Budi menegaskan, penentuan jadwal periksa tersebut bukan ditentukan olehnya. Namun, pemeriksaan ulang dijadwalkan oleh penyidik yang menangani aduan Hakim Sarpin Rizaldi.
ADVERTISEMENT
SCROLL TO CONTINUE WITH CONTENT
"Boleh saja meminta, tapi penyidik memiliki pertimbangan yang lain. Penyidik tak bisa diatur, bukan mereka yang menentukan," ujarnya.
Sebelumnya, Ketua KY Suparman Marzuki dan Komisioner KY Taufiqurahman Sahuri ditetapkan sebagai tersangka kasus pencemaran nama baik atas laporan Hakim Sarpin pada pertengahan Maret lalu. Para Komisioner dilaporkan dengan Pasal 310 tentang pencemaran nama baik dan Pasal 311 KUHP tentang fitnah.

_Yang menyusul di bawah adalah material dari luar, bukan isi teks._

PR #992, opened 2021-07-01
Bugfix: Focus Mode Launch + Status Bar

jleandroperez:
### Fix
In this PR we're fixing a bug that caused the Status Bar not to display the selected filter.

### Details:
This glitch is caused by `viewWillAppear` not being invoked when State Restoration kicks in, and the app launches directly into Focus Mode.

Workaround ^ N, ideas on how to better address this one would be more than welcome!

**Thank yoouuu**

cc @eshurakov 

### Test
1. Launch Simplenote
2. Enter Focus Mode **(Option + Command + F)**
3. Press **Command Q** to quit the app
4. Relaunch Simplenote

- [x] Verify the Status Bar reads as `All Notes > [TITLE]`

### Release

### DIFF
--- a/Simplenote/TagListViewController+Swift.swift
+++ b/Simplenote/TagListViewController+Swift.swift
@@ -118,8 +118,24 @@ extension TagListViewController {
     }
 
     @objc
+    func startListeningToLaunchNotifications() {
+        NotificationCenter.default.addObserver(self,
+                                               selector: #selector(finishedLaunching),
+                                               name: NSApplication.didFinishLaunchingNotification,
+                                               object: nil)
+    }
+
+    @objc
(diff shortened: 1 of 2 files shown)


eshurakov (approved):
Works as advertised!

---

> This glitch is caused by viewWillAppear not being invoked when State Restoration kicks in, and the app launches directly into Focus Mode.
> Workaround ^ N, ideas on how to better address this one would be more than welcome!

I think it's fine :-) 

One idea for future refactoring is to keep app state separate from view controllers. Interested parties can then observe the current state and all the changes.

jleandroperez:
Thank you sir!!!

PR #993, opened 2021-07-02
Toolbar Action: Insert Checklist

jleandroperez:
### Details
In this PR we're implementing a new Toolbar action, which allows us to insert Checklists.

@eshurakov sir may I bug you with yet another PR? (Thanks in advance!!)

Dalam laporannya, Sarpin mengaku keberatan dengan komentar dan pernyataan para Komisioner yang menyebut dia sebagai hakim bermasalah sebelum menangani gugatan praperadilan Komisaris Jenderal Budi Gunawan. Pernyataan tersebut dimuat di media cetak dan elektronik.
Sebelum melapor ke polisi, Sarpin terlebih dahulu melayangkan somasi terhadap para pihak yang mengkritik dirinya terkait putusannya yang menetapkan status tersangka Budi Gunawan tidak sah. Putusan tersebut memang menuai kontroversi sehingga sang hakim dihujani kritik dari berbagai pihak. Dalam somasinya, Sarpin memperingatkan para pihak yang dinilai merugikan nama baiknya untuk segera meminta maaf.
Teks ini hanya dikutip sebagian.